(Stored data)

▶

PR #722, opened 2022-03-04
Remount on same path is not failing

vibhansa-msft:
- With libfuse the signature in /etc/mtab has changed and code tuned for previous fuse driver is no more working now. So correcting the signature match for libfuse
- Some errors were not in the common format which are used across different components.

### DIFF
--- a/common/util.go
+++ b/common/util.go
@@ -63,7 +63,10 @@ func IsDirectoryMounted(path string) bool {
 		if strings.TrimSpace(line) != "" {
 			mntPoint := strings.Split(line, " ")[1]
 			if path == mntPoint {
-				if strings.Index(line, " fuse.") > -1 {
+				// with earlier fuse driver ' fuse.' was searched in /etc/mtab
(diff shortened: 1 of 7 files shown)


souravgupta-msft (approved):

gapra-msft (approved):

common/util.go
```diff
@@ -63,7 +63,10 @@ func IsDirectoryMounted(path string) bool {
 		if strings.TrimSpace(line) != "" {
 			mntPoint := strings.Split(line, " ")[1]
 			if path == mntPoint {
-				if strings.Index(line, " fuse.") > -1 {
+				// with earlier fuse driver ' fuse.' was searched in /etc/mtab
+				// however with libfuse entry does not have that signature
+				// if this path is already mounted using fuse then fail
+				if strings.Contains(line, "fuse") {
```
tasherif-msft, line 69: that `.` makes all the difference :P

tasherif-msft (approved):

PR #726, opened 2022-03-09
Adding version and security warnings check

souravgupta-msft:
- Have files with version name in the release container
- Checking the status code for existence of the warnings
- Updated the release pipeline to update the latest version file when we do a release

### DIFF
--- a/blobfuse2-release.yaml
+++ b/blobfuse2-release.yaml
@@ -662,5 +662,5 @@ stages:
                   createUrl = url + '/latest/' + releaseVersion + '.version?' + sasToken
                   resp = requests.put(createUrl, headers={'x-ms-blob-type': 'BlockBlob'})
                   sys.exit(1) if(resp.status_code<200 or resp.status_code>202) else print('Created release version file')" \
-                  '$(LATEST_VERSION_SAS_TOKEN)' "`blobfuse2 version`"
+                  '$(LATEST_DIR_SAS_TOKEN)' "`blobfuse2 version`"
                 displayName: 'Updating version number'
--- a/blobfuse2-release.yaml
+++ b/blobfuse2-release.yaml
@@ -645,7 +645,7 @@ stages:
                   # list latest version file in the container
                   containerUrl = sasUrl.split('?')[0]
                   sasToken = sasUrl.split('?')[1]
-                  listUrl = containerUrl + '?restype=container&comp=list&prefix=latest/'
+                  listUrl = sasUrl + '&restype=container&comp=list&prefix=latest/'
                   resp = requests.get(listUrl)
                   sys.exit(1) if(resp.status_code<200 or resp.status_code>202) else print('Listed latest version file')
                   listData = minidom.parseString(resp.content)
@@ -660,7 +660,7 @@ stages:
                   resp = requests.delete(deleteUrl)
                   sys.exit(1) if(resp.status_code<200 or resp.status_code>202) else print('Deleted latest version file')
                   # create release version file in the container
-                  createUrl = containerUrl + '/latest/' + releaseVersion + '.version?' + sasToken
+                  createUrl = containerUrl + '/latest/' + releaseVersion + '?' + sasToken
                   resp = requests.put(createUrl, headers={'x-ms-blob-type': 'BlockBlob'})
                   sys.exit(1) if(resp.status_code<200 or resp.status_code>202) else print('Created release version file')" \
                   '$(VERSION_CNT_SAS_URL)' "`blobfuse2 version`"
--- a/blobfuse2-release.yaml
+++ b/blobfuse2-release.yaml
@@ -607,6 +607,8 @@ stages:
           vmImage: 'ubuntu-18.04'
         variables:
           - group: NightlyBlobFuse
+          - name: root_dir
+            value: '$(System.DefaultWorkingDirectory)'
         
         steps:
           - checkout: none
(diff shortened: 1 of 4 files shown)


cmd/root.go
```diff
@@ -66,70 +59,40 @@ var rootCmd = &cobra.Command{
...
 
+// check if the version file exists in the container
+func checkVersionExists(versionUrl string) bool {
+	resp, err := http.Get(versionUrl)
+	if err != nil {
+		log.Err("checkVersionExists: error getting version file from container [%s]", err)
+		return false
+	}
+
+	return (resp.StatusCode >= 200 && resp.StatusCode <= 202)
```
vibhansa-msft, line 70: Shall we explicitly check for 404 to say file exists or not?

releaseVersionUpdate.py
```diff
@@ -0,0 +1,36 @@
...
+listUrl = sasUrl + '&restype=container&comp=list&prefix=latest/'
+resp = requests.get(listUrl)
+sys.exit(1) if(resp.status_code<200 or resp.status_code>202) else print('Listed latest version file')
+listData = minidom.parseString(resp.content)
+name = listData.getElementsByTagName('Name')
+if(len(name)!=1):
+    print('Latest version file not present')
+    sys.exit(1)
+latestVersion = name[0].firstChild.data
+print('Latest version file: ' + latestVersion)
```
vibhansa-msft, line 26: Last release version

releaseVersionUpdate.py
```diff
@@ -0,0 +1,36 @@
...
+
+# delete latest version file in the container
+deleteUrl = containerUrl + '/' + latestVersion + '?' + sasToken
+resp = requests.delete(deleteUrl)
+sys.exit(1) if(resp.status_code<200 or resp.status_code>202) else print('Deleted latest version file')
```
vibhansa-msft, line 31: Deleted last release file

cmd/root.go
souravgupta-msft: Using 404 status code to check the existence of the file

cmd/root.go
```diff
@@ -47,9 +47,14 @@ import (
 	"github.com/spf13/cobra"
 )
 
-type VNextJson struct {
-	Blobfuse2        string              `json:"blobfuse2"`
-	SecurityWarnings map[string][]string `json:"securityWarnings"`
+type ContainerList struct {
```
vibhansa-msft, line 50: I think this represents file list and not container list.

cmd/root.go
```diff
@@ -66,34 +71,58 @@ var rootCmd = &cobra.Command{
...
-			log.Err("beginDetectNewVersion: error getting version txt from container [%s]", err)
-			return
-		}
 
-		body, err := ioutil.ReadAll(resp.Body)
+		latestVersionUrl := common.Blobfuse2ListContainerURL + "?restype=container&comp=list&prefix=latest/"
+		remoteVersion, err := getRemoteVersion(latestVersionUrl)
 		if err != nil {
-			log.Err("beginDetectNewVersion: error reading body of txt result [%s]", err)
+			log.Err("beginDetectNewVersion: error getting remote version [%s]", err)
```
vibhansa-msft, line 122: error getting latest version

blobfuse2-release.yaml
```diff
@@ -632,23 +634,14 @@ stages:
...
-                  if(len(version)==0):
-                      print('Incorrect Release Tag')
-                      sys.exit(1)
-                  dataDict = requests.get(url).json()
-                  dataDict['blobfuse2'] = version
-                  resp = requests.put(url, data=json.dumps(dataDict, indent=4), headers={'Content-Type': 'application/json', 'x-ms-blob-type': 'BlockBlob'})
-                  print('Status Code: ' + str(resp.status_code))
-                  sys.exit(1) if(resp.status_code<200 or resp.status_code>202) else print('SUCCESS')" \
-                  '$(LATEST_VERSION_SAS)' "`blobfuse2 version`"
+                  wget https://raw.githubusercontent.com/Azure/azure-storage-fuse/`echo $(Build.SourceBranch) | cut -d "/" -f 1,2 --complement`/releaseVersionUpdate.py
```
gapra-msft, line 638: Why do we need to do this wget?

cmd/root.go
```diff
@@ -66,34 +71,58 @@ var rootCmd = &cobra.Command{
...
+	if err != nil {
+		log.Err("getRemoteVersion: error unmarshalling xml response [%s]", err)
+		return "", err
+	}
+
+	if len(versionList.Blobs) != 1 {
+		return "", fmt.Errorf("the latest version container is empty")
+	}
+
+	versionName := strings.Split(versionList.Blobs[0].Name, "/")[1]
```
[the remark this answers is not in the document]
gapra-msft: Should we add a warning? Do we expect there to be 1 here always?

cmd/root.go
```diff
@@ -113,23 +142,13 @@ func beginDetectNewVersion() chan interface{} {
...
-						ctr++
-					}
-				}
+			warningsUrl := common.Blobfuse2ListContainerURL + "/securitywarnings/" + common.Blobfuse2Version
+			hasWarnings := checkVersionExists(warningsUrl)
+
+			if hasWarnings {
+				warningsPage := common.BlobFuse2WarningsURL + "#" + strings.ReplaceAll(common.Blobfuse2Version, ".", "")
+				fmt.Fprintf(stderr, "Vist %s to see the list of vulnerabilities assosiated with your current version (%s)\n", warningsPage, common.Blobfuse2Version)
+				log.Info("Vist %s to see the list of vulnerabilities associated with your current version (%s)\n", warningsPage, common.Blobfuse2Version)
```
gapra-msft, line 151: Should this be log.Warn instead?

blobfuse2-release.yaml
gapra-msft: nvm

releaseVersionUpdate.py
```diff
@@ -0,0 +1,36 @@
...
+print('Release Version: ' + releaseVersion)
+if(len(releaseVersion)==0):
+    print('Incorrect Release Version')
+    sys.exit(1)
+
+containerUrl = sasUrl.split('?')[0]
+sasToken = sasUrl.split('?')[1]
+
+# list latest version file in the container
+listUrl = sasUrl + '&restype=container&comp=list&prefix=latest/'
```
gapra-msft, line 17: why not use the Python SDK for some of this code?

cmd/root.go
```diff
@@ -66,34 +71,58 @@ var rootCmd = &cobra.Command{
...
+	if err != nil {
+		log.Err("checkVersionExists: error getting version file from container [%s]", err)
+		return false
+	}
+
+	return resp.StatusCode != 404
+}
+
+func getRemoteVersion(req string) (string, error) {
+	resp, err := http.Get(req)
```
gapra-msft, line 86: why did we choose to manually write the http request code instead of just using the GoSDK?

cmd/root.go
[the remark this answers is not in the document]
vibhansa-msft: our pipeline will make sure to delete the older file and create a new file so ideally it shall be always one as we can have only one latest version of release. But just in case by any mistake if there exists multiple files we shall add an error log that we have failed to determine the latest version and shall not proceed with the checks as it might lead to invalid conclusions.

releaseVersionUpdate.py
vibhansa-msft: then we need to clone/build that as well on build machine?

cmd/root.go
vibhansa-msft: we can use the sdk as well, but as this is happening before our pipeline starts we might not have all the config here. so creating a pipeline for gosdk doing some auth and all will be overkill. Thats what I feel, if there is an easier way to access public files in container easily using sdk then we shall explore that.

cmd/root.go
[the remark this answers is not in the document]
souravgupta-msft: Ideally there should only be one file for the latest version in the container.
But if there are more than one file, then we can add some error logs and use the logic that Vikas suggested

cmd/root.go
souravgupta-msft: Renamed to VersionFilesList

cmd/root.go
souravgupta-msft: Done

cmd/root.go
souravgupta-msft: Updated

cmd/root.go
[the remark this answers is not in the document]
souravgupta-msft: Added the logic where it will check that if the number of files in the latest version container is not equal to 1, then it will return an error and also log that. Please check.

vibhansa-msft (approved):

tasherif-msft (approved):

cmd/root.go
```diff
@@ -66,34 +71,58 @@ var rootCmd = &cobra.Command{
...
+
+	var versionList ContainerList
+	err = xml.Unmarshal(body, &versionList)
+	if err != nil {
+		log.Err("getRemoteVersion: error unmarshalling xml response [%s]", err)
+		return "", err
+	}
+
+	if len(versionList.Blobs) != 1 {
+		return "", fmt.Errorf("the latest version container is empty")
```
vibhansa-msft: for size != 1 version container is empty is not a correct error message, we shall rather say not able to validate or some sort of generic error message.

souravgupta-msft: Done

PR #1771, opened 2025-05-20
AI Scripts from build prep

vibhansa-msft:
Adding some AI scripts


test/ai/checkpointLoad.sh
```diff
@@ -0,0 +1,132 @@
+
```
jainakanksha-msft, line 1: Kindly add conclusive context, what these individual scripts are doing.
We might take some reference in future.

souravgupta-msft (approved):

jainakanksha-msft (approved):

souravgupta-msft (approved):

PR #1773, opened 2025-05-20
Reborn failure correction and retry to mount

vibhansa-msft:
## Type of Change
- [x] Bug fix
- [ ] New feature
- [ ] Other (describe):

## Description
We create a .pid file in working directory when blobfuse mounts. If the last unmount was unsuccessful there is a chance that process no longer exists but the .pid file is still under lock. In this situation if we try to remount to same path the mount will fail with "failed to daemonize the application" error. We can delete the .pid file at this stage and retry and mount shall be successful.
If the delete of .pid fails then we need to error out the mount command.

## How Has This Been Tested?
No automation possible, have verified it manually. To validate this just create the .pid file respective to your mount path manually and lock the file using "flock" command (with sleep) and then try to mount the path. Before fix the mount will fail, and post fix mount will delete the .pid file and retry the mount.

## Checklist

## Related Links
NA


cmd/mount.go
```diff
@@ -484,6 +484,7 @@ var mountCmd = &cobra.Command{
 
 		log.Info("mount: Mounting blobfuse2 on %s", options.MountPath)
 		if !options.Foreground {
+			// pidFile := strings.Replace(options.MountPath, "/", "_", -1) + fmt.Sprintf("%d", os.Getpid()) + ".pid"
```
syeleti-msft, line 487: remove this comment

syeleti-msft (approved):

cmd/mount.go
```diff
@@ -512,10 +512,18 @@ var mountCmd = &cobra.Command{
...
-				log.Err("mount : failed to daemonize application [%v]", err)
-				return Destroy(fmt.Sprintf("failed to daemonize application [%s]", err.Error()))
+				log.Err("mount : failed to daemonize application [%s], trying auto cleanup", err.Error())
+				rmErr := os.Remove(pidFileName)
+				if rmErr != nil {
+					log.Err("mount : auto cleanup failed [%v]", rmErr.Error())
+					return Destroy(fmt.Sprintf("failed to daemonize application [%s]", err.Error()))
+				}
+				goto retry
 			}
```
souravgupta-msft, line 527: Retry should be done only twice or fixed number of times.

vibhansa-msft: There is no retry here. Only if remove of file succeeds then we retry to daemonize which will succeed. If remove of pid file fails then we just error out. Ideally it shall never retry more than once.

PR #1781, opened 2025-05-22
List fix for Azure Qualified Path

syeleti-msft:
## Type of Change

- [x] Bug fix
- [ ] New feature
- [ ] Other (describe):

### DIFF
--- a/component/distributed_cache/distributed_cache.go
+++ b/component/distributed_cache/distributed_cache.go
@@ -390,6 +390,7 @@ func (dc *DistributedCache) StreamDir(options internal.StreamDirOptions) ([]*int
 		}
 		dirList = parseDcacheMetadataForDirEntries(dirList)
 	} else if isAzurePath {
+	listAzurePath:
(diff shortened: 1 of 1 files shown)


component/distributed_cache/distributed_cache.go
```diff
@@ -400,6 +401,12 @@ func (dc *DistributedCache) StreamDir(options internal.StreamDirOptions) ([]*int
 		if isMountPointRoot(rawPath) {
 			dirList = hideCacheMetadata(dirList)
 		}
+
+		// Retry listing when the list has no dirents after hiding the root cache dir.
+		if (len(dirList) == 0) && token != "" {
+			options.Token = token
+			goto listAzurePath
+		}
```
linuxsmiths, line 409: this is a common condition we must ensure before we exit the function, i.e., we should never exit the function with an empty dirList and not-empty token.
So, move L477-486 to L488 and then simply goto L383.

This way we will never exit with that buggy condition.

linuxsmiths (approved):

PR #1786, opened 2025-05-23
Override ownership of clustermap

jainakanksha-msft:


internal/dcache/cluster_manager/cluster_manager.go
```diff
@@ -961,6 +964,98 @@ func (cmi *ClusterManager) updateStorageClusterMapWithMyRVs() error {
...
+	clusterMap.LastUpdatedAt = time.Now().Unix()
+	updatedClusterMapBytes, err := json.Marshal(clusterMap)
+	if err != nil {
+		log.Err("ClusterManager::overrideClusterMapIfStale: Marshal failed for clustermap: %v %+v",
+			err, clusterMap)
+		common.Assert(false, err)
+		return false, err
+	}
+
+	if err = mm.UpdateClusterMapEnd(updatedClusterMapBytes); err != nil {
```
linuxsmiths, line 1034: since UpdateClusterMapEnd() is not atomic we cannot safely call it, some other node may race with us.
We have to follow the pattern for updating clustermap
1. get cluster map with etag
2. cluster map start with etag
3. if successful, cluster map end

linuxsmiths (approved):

◀

The lines from the first of the entries through the line holding "-662,5 +662,5 @@" are to be restated word for word, and no others.

Answer space —
PR #722, opened 2022-03-04
Remount on same path is not failing

vibhansa-msft:
- With libfuse the signature in /etc/mtab has changed and code tuned for previous fuse driver is no more working now. So correcting the signature match for libfuse
- Some errors were not in the common format which are used across different components.

### DIFF
--- a/common/util.go
+++ b/common/util.go
@@ -63,7 +63,10 @@ func IsDirectoryMounted(path string) bool {
 		if strings.TrimSpace(line) != "" {
 			mntPoint := strings.Split(line, " ")[1]
 			if path == mntPoint {
-				if strings.Index(line, " fuse.") > -1 {
+				// with earlier fuse driver ' fuse.' was searched in /etc/mtab
(diff shortened: 1 of 7 files shown)


souravgupta-msft (approved):

gapra-msft (approved):

common/util.go
```diff
@@ -63,7 +63,10 @@ func IsDirectoryMounted(path string) bool {
 		if strings.TrimSpace(line) != "" {
 			mntPoint := strings.Split(line, " ")[1]
 			if path == mntPoint {
-				if strings.Index(line, " fuse.") > -1 {
+				// with earlier fuse driver ' fuse.' was searched in /etc/mtab
+				// however with libfuse entry does not have that signature
+				// if this path is already mounted using fuse then fail
+				if strings.Contains(line, "fuse") {
```
tasherif-msft, line 69: that `.` makes all the difference :P

tasherif-msft (approved):

PR #726, opened 2022-03-09
Adding version and security warnings check

souravgupta-msft:
- Have files with version name in the release container
- Checking the status code for existence of the warnings
- Updated the release pipeline to update the latest version file when we do a release

### DIFF
--- a/blobfuse2-release.yaml
+++ b/blobfuse2-release.yaml
@@ -662,5 +662,5 @@ stages:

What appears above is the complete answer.